= Records supplied =
┌──

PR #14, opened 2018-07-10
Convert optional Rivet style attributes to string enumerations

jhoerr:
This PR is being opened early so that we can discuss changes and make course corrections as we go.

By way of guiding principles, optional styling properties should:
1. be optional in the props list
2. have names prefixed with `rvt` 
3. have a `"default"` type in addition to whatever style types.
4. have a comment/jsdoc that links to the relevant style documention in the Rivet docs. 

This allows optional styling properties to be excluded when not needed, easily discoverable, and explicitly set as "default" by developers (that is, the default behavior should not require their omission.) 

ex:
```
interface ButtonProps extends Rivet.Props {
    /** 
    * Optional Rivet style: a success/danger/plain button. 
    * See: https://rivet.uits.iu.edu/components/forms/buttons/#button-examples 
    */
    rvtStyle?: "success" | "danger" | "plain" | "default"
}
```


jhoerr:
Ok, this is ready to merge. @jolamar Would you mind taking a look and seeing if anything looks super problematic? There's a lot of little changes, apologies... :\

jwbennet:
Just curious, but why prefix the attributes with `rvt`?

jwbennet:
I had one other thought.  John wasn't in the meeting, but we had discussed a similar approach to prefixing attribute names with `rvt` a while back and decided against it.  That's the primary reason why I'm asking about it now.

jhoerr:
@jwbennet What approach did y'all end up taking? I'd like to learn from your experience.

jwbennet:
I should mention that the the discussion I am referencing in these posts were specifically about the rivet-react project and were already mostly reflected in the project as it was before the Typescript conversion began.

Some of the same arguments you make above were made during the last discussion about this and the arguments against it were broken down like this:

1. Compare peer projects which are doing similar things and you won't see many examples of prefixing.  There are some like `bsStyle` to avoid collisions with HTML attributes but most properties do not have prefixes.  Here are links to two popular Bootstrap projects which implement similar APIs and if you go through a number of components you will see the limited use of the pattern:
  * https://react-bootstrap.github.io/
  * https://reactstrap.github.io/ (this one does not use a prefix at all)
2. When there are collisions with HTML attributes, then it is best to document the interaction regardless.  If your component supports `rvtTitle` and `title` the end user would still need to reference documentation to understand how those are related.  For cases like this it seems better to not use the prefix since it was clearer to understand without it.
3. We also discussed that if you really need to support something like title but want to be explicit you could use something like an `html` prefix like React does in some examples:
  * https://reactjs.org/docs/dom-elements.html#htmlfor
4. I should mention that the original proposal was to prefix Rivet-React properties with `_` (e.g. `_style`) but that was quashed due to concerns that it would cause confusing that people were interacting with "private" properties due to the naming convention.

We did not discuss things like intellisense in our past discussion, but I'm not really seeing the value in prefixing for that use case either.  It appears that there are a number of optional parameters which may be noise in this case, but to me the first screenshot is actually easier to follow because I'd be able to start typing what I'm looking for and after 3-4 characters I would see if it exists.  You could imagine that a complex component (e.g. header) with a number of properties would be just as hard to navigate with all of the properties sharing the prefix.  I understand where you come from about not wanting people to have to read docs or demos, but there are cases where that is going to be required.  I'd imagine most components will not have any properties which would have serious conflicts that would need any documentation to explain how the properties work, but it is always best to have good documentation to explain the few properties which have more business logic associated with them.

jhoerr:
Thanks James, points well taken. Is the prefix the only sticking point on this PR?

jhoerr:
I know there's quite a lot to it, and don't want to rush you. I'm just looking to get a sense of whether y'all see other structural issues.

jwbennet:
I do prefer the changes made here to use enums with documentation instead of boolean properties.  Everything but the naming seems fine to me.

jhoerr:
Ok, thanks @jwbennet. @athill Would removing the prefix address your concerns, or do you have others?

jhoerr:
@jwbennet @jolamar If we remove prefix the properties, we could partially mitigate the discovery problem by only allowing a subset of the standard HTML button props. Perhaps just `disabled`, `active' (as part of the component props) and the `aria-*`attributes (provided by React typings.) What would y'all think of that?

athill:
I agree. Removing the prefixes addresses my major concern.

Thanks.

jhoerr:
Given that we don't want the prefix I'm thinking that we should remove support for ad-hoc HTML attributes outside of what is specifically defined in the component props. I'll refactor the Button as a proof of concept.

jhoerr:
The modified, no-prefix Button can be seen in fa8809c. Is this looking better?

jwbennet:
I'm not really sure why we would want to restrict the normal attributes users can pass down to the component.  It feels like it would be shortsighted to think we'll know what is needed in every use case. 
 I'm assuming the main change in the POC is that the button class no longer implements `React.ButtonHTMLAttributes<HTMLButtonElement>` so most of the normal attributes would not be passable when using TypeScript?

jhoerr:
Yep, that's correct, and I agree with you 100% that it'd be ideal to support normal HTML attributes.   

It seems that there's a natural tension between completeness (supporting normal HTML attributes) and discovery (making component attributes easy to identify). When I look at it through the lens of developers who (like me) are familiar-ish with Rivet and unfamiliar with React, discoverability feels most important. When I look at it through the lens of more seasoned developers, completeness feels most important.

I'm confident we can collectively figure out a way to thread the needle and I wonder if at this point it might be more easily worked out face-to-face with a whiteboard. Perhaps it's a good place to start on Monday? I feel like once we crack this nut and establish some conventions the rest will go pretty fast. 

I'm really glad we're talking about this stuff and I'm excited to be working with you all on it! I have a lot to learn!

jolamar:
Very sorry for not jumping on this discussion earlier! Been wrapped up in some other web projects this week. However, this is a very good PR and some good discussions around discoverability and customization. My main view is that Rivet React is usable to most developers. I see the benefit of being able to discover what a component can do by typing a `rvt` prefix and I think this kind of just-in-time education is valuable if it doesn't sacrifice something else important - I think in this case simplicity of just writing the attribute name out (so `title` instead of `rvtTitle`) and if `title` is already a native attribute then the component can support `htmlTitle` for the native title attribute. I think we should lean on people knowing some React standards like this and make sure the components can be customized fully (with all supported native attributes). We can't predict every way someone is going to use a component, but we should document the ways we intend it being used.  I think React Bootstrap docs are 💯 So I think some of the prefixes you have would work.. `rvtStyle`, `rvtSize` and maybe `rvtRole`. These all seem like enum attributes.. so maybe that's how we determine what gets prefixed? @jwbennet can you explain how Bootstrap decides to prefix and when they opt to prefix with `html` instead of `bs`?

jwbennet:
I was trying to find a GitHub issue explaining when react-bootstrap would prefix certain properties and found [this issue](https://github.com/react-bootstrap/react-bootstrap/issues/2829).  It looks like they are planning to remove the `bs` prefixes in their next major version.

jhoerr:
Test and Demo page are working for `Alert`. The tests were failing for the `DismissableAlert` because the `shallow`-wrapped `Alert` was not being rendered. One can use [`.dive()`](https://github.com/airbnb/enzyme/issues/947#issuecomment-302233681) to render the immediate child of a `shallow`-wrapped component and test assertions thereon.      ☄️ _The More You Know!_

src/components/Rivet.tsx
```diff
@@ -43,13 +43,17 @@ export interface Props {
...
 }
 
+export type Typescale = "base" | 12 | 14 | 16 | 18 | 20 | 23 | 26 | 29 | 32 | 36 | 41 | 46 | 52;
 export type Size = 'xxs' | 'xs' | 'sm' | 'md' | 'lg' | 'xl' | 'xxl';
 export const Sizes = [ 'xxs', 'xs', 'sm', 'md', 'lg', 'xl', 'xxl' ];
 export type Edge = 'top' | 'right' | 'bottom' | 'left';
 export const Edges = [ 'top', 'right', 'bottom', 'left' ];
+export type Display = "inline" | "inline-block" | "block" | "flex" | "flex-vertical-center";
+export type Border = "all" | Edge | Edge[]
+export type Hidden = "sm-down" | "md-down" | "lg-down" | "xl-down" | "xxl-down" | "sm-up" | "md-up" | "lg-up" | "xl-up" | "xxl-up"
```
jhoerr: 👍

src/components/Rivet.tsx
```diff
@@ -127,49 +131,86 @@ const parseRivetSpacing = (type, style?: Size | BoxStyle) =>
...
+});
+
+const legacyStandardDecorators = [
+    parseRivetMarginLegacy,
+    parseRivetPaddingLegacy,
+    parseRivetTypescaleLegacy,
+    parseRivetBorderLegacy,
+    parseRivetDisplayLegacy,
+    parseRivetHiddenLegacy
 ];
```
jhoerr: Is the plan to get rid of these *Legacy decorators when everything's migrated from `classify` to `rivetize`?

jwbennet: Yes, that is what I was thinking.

└──

Each line of the material above that includes the word "better" counts once; give the total number alone.

= Answer =
2